• [What is required]:
Each line below from the one containing "objection does not" through the one containing "It needed one" should be output exactly as it stands, and no other line should appear.

Dataset entries:
PR #246, opened 2026-09-05
refactor(main): split three concerns out of index.ts, and check the decoder twins

NorbertBodziony:
## What this does

`src/main/index.ts` is the file every IPC change has to open, and with several agents working in
parallel worktrees on one machine it is also the highest-probability merge-conflict surface — which
is where an agent with no memory of the other agent's intent does the most damage. It goes from
1704 to 1461 lines, into three modules that each have one reason to change:

| New/changed module | What moved into it |
| --- | --- |
| `src/main/main-window-state.ts` (existing) | the window-bounds recorder: the 250 ms debounce, the shared write chain, the shutdown flush |
| `src/main/session-configuration.ts` (new) | the renderer CSP, the permission handlers, and the attachment / avatar / server-logo protocols |
| `src/main/renderer-forwarders.ts` (new) | the eleven service events relayed to the renderer |

Window bounds went into the **existing** `main-window-state.ts` rather than a new file, because that
file imports only `type Rectangle` from electron — so the moved code needed no electron mock and is
now the first *tested* part of this area.

Separately, `ipc-channel-coverage.test.ts` gains one check: the set of `decode*FromHost` names under
`src/main` must equal the set of `decode*FromMain` names in the preload. The two families
deliberately differ — `FromMain` validates what the trusted main process sent the renderer,
`FromHost` validates an untrusted remote team server. Merging a pair onto whichever is looser
type-checks, passes every other assertion in that file, and reads in review as a tidy deduplication,
while silently applying trusted-sender validation to a remote host. Until now a suffix and two file
comments were the whole guard.

## Behaviour

No intended behaviour change outside the tests. The moved handler bodies are byte-identical to what
they replaced; I diffed them mechanically against the previous `index.ts` rather than by eye. All 17
existing `service.on("event", forwardX)` registration sites are byte-identical too — the forwarders
come back as an object that `index.ts` destructures at module scope.

**Every injected dependency is typed as a function**, never as a nullable value
(`getHostService: () => HostService | null`). Most of these forwarders are subscribed before the
service they read is constructed, so getter-vs-value is a correctness question here, not a style
one — and `() => X | null` and `X | null` both type-check at every call site, so `tsc` is blind to
exactly the mistake this refactor invites. A function-typed field makes the wrong form a TS2322.

Four hazards the moves had to respect, all documented in the new file headers:

- `session-configuration.ts` has a **side-effect-free module body**. `index.ts` imports it, and an
  import evaluates before the entry point's own `app.setPath("userData", …)` and `app.enableSandbox()`.
- The window-bounds recorder takes `readBounds` / `writeBounds` rather than a path, so it decides
  *when* to persist and the caller decides *where*. That matches how `ensureMacApplicationPresence`
  and `presentMainWindow` in the same file already take their effects, and it is what makes "how
  often did it write" — the entire point of the debounce, and not visible from the saved file —
  observable to a test.
- `flushMainWindowBounds` still clears the debounce **before its first `await`** — Windows
  `query-session-end` calls it from a synchronous handler and never awaits it. There is now a test
  for that ordering specifically.
- `configureAttachmentProtocol` runs while `remoteServerManager` is still null; the null branches
  inside its handlers are that window, not defensive padding, so the read stays inside the async
  handler at the position it was at.

## Three things I deliberately did not move

Each was in scope and cut on safety grounds:

1. **`forwardCentralAuth`** — not a forwarder but an account-transition state machine. It is
   registered while `hostService`, `hostAnalytics` and `remoteServerManager` are *all* still null,
   and its `++centralAuthGeneration` protects "only the account the renderer was last told about may
   have its host activated" — a data-exposure invariant on a Non-negotiable boundary. The generation
   counter itself is untested: `centralAuthGeneration` appears in `index.ts` and nowhere else in the
   repo. (`host-service.test.ts` does cover the HostService side of the transition — `unbind`, and
   re-binding the same account — with a helper modelled on this function, so the gap is the counter
   rather than the whole flow.) It should move as a tested coordinator, in a PR that adds the
   coverage for the counter first, and that needs it out of the unimportable entry point to test at
   all.
2. **`protocol.registerSchemesAsPrivileged`** — rollup evaluates a sibling module's top level before
   `index.ts`'s body, so moving it would relocate the call above `app.setPath` / `app.enableSandbox`,
   and would falsify an invariant stated in both `src/main/AGENTS.md` and this test file's own header.
3. **`configureApplicationProtocol`** — unverifiable in dev (`loadRenderer` uses
   `ELECTRON_RENDERER_URL`, so `openbot-app://` is never requested) and it holds the renderer
   path-traversal guard. Untested security code that cannot be smoke-checked should not move in a
   no-behaviour-change PR.

## Tests

Four new cases in `main-window-state.test.ts`, on fake timers: a burst of moves coalescing into one
write, the position surviving a relaunch, the flush cancelling a pending write before it yields, and
the write chain surviving a failed write. Plus the one decoder-bijection case in
`ipc-channel-coverage.test.ts`, with a floor assertion so a regex that stops matching goes red
instead of passing with two empty sets.

**Watched them fail**, each for its own reason:

| Break | Result |
| --- | --- |
| rename `decodeBrowserPreviewFromMain` → `decodeBrowserPreview` | red, naming the orphaned `FromHost` twin in the set diff |
| break the decoder regex to `xdecode` | red on the floor: `expected 0 to be greater than or equal to 8` |
| raise `BOUNDS_WRITE_DELAY_MS` to 2500 | coalescing case red (no write inside the window) |
| drop the `clearTimeout` from `rememberMainWindowBounds` | coalescing case red with all three writes listed: `expected [ { x: 10, … }, …(2) ] to deeply equal [ { x: 60, … } ]` |
| move the timer clear *after* the first `await` in `flushMainWindowBounds` | ordering case red: two writes where one was expected — the pending debounce fired and queued a second |
| drop the absorbing `.catch` before the chain's `.then` | "keeps saving after a write fails" red |

All restored afterwards; 14/14 and 11/11 green. Re-verified after the review changes, since the
recorder's test seam changed.

## Surfaces touched

**Desktop main process only.** Not the renderer, not mobile, not the public web, not
`packages/contracts`, not the IPC channel list, not migrations, not the mock in
`src/renderer/src/preview/mock-openbot.ts`. Docs updated: `src/main/AGENTS.md` (what index.ts owns
now, and that the decoder split is enforced rather than merely commented), plus the header comments
in `src/preload/index.ts` and `src/main/remote-host-decoding.ts`.

## Review round 1

`NorbiAI` raised three findings; all three had their facts right. Two are fixed here:

- **P3, the state-path getter solved an ordering problem that does not exist.** Correct — I had
  placed the construction site below both `app.setPath` and `MAIN_WINDOW_STATE_FILE` precisely to
  avoid the hazard, then kept the getter and its now-false rationale. Replaced with injected
  `readBounds` / `writeBounds` and a path resolved once.
- **P3, the speculative server-manager getter on `configureServerLogoProtocols`.** Correct —
  `remoteServerManager` is assigned once at `index.ts:1091`, never reset to null, and the logo
  protocols are configured at 1190, so that null branch was unreachable. It now takes the manager
  directly. This reverses a line in the plan I was working from, which asked for the getter to keep
  the two functions symmetric; the comment on `configureAttachmentProtocol` now carries that reason
  where it is actually load-bearing instead.
- **P2, direct aliases evade the guard.** The hole is real: `const decodeXFromMain = sharedDecoder`
  keeps both names and stays green. In round 1 I only corrected the test's own comment, which had
  overclaimed, and argued against the suggested fix. Round 2 changed that — see below.

## Review round 2

Both P3s from round 1 came back resolved. One finding remained and one was new; I took both.

- **P2, direct aliases (now fixed).** My round-1 objection was to rejecting `const` wholesale,
  because `remote-agent-decoding.ts:162` legitimately spells a decoder
  `const decodeRoutine = guardedDecoder(...)`. The refined suggestion is narrower than that and my
  objection does not reach it: reject a suffixed `const` whose **initializer is a bare reference**,
  and every factory call stays accepted. That distinction is lexical, so a source scan can make it.
  New test, `declares each twin decoder rather than aliasing the other`.

  It needed one thing the reviewer did not ask for. Every twin in the tree is a `function`, so this
  pattern matches nothing today, and `AGENTS.md` is explicit that a pattern matching nothing is green
  and enforces nothing — that is how a rule stayed blind to `querySelector<HTMLElement>` for months.
  So the test carries an inline fixture the way a rule under `tools/biome/anti-slop/rules` does:
  two alias spellings it must reject beside three correct declarations it must leave alone.

  Still not covered, and the test says so: a wrapper that forwards to the other decoder. That is
  review's job.

## Review round 3

- **P2, the same finding, one real hole left in my fix.** The annotation the scan skips over can
  itself be a function type, so `const decodeXFromMain: (value: unknown) => X = other` was read from
  the arrow onwards and escaped. I had seen this case while writing the pattern and judged it
  fails-open-and-therefore-fine; that was the wrong call for a guard whose whole job is to close the
  cheap spelling. The annotation now consumes `=>`, and `decodeSignedFromMain` is a fourth fixture
  line. Watch-it-fail: reverting just that alternation goes red naming `decodeSignedFromMain` and
  nothing else.
- **P3, the blanket dependency rule in `src/main/AGENTS.md`.** Correct and my own overreach — I wrote
  that these modules take every dependency as a function, in the same PR that changed
  `configureServerLogoProtocols` to take a value on the reviewer's round-1 advice. The rule now
  covers only a dependency that may not exist yet when the module is wired, and names
  `configureServerLogoProtocols` and the IPC registrars as the counter-case, so it can no longer be
  read as an argument for the speculative getter this PR removed.

## Verification gaps

Ran: `bun run typecheck`, `bun run lint`, `bun run test:desktop -- src/main/ipc-channel-coverage.test.ts`
(15 pass), `bun run test:desktop -- src/main/main-window-state.test.ts` (11 pass). CI owns the wide
suites.

Watch-it-fail on the decoder-alias test, both halves: aliasing a real twin in the preload
(`const decodeBrowserPreviewFromMain = decodeBrowserPreviewFromHost`) went red naming the file, and
narrowing the pattern to `export const` went red on the fixture instead — so neither half is a
costume.

I have **not** smoke-checked this on a running app. Worth knowing which parts a manual check could
not have covered anyway: 7 of the 11 forwarders have no achievable local check —
`forwardUpdateStatus` needs a packaged build, `forwardVoiceModelStatus` a model download, and the
remote-desktop / presence / direct-message forwarders a second peer. The three `openbot-remote-*`
protocol paths need a joined remote server. So the exact code paths getter injection is most likely
to break are the ones that cannot be verified locally — which is the argument for the
function-typed-dependency rule above, and the reason to read those five getters closely in review.

## Approvability

No `biome-ignore`, `@ts-expect-error`, `@ts-ignore`, `biome.json` override, or widening to `any` or
`unknown`. `bun run lint` reports the same 5 pre-existing warnings as `main` (all in
`apps/mobile/.../mobile-auth.test.ts`).

### DIFF
--- a/src/main/AGENTS.md
+++ b/src/main/AGENTS.md
@@ -99,7 +99,23 @@ not import `electron` in the first place.
 
 ## Size
 
-`index.ts` is the dispatcher plus window and lifecycle code and should not grow handlers again.
+`index.ts` is the dispatcher plus window and lifecycle code and should not grow handlers again. Four
+things that used to live in it now have their own file, and none of them should come back:
+
+| File | What it owns |
+| --- | --- |
+| `main-window-state.ts` | reading, resolving and debounce-writing the window's saved position |
+| `session-configuration.ts` | the renderer CSP, the permission handlers, the attachment/avatar/logo protocols |
+| `renderer-forwarders.ts` | the eleven service events relayed to the renderer |
+| `ipc/register-*-handlers.ts` | every IPC endpoint, one file per domain |
+
+A dependency that may not exist yet when one of these is wired is passed from `index.ts` as a
+**function** - `getAgentService: () => AgentService | null` - and read on every call, because most of
+them are constructed during `app.whenReady()` before the services they reach are assigned, and a
+captured `null` never recovers. A service that is already constructed is passed as the value:
+`configureServerLogoProtocols` takes `remoteServers: RemoteServerManager`, and the IPC registrars
+take their stores directly. Which of the two a dependency needs is the one thing here `tsc` cannot
+decide for you - `() => X | null` and `X | null` both type-check at every call site.
 
 `remote-server-manager.ts` used to be the outlier at 2828 lines. It is now the composition root of a
 flat `remote-server-*` / `remote-*-decoding` family, and each of those files has exactly one reason
@@ -160,3 +176,11 @@ Three things are deliberately not unified, and each says so in its own file head
 decoders and their `FromMain` twins in `src/preload/index.ts` (different trust boundaries), the HTTPS
 V1/V3 and WebRTC V2 wire encodings (released protocols), and the control-plane methods on
 `RemoteTeamDirectory` (a different server from the host).
+
+Only the first of those three is also *checked*. `ipc-channel-coverage.test.ts` compares the set of
+`decode*FromHost` names under `src/main` against the set of `decode*FromMain` names in the preload
+and fails unless they match exactly, so neither half can lose its twin - which is how the pair gets
+merged in practice: one is deleted, its callers point at the other, and trusted-sender validation
+ends up applied to a remote team server. Adding a decoder to one side means adding it to the other.
+The check enforces the naming bijection and nothing more; two names bound to one decoder still needs
+a reviewer, and the test says so where it is defined.
--- a/src/main/index.ts
+++ b/src/main/index.ts
@@ -3,15 +3,7 @@ import { readFile, rm, writeFile } from "node:fs/promises";
 import { homedir, tmpdir } from "node:os";
 import { extname, isAbsolute, join, relative, resolve } from "node:path";
 import { parseInviteUrl } from "@openbot/contracts/invite-links";
-import {
-  type AgentEvent,
-  type BrowserDisplayState,
-  type CentralAuthState,
-  IPC_CHANNELS,
-  LOCAL_SERVER_ID,
-  type MacPermissionId,
-  type VoiceModelStatus,
-} from "@openbot/contracts/ipc";
+import { type CentralAuthState, IPC_CHANNELS, LOCAL_SERVER_ID, type MacPermissionId } from "@openbot/contracts/ipc";
 import { createOpenBotLogger, toLogValue } from "@openbot/logging";
 import {
   app,
@@ -19,7 +11,6 @@ import {
   type Display,
   dialog,
   Menu,
-  Notification,
   powerMonitor,
   protocol,
   type Rectangle,
@@ -39,7 +30,6 @@ import { SidebarLayoutStore } from "../backend/sidebar-layout-store";
 import { TeamChatStore } from "../backend/team-chat-store";
 import { AgentInitializationGate } from "./agent-initialization";
 import { AgentMarketplaceService } from "./agent-marketplace-service";
-import { notificationForAgentEvent } from "./agent-notifications";
 import { HostAnalytics } from "./analytics";
 import { readAnalyticsPreference } from "./analytics-preference-store";
 import { readAppVariant, resolveAppIconPath } from "./app-icon";
@@ -47,7 +37,6 @@ import { BrowserPictureInPicture } from "./browser-picture-in-picture";
 import { CentralAuthManager, readCentralAuthApiUrl, readMobileConnectApiUrl } from "./central-auth-manager";
 import { ComputerUseMacSetupService } from "./computer-use-mac-setup";
 import { ComputerUseMacSetupWindowController } from "./computer-use-mac-setup-window";
-import { buildContentSecurityPolicy } from "./content-security-policy";
 import { guardDevelopmentOutput } from "./development-output";
 import {
   developmentUserDataName,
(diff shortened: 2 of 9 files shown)


NorbertBodziony:
On **[P2] Direct aliases evade the decoder-twin guard** — the hole is real and I have documented it, but I did not take the suggested fix, because rejecting `const` would trade a narrow hole for a wider one.

`const` is a live spelling in this exact decoder family: `remote-agent-decoding.ts:162` and `:164` are `export const decodeRoutine = guardedDecoder(isRoutine, "remote routine")`. No suffixed twin uses it *today*, which is precisely why a `const`-blind regex would look green while going quiet — and `guardedDecoder` is the factory this family reaches for, so the next twin written that way is the one the check would stop seeing. A source scan cannot distinguish `const decodeXFromMain = sharedDecoder` from `const decodeXFromMain = guardedDecoder(...)`; both are a `const` bound to an expression.

Nor would rejecting `const` close the hole in general — `function decodeXFromMain(v) { return sharedDecoder(v) }` aliases just as well and is a `function` declaration.

So what the check can enforce is the naming bijection, and that is worth having on its own: it catches the way this pair actually gets merged, which is one half deleted and its callers pointed at the other. Deliberately keeping two names as aliases is more work than the merge it disguises, and it is review's job. What was wrong was the comment above the test, which implied it stopped the merge outright. That is fixed in `cb31b0c3` — the test now states its scope and names the aliasing case it does not cover, and `src/main/AGENTS.md` says the same.

The two P3 findings were right on the facts and are both implemented in the same commit.

/norbiai review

• [Output of the task]:
  objection does not reach it: reject a suffixed `const` whose **initializer is a bare reference**,
  and every factory call stays accepted. That distinction is lexical, so a source scan can make it.
  New test, `declares each twin decoder rather than aliasing the other`.

  It needed one thing the reviewer did not ask for. Every twin in the tree is a `function`, so this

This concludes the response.